Both western and eastern Christians will celebrate Easter on the same day this year.
And one ecumenical leader hopes that such a unified celebration will continue in the future.
In a letter to church bodies worldwide, the Rev. Dr. Michael Kinnamon, general secretary of the National Council of Churches, renewed a call for a common Easter date.
Almost every year, "the Christian community is divided over which day to proclaim this Good News," Kinnamon lamented. "Our split, based on a dispute having to do with ancient calendars, visibly betrays the message of reconciliation. It is a scandal that surely grieves our God."
Protestant bodies and the Roman Catholic Church use the Gregorian calendar while Eastern Orthodox churches and Oriental Orthodox churches use the Julian calendar to observe Easter, typically on a later date. Rather than a difference in theological outlook, the conflicted Easter dates between western and eastern Christians are mainly due to the calendars and lunar tables employed, church leaders say.

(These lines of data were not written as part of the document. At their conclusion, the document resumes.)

PR #733, opened 2026-04-17
Machine-readable license information with REUSE

Volker-Weissmann:
Hello there,
[REUSE](https://reuse.software) is a standard that allows a project to specifiy license and copyright information in a machine-readable format (e.g. `reuse lint --json` now tells you which file has which license).

E.g. the ArchLinux project [also likes REUSE](https://rfc.archlinux.page/0052-reuse/).

The [specification says](https://reuse.software/spec-3.3/#comment-headers) that we SHOULD prefer using comment headers over specifying the licenses in `REUSE.toml`, but I don't know if the jansson maintainers are fine with me touching so many files.

If you are wondering why it says `Copyright (c) <year> <copyright holders>` in LICENSES/MIT.txt: According to [the REUSE FAQ](https://reuse.software/faq/#license-templates) it's what you are supposed to do, and e.g. [this project](https://github.com/nextcloud/files_pdfviewer/blob/master/LICENSES/MIT.txt) and [this project](https://github.com/organicmaps/organicmaps/blob/master/LICENSES/MIT.txt) did it the same.


Volker-Weissmann:
I could also insert `//SPDX-License-Identifier: ...` and `//SPDX-FileCopyrightText: ...` comments into the source files instead of using a REUSE.toml file. Both the REUSE specification and me would actually even prefer this, since in the future people might forgot to need to update REUSE.toml when they e.g. move a file. The disadvantage is that we would have a commit that touches a lot of files.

According to Kinnamon, a common date for Easter has been on the ecumenical agenda since the 1920 encyclical of the Ecumenical Patriarchate of Constantinople.

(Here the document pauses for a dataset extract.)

PR #734, opened 2026-04-26
use bits for type to improve type checking performance

zx80:
When checking JSON structures the type macros are used and can represent a significant execution time, especially if there is an implicit branch (`json_is_number` and `json_is_boolean`).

In 1997, church leaders from around the world came together at the Aleppo conference, hosted by the Syrian Orthodox Church of Antioch, and took a major step toward establishing a common Easter date. Differing Easter dates, they said, constitute a "painful sign of separation."
The participants offered three recommendations, one of which asks all Christians to "celebrate Easter on the first Sunday following the first full moon after the spring equinox, thus maintaining the biblical association between Jesus' death and Passover."
Kinnamon has asked churches to again consider adopting the proposal.
"Easter, of course, is the very heart of our faith as followers of Christ," Kinnamon wrote in his letter. "The resurrection [of Christ] is the ultimate expression of the Father's gift of reconciliation and unity in Christ through the Spirit. It is a sign of the unity and reconciliation which God wills for the entire creation."
Easter falls on April 4 for all Christian traditions this year. Next year, both western and eastern Christians will again share a common Easter date, April 24.
"May God grant that in 2012 and beyond we may continue to proclaim with one voice that 'Christ is risen!'" said Kinnamon.
The NCC represents some 45 million Christians from a wide spectrum of Protestant, Anglican, Orthodox, Evangelical, historic African American and Living Peace churches across the country.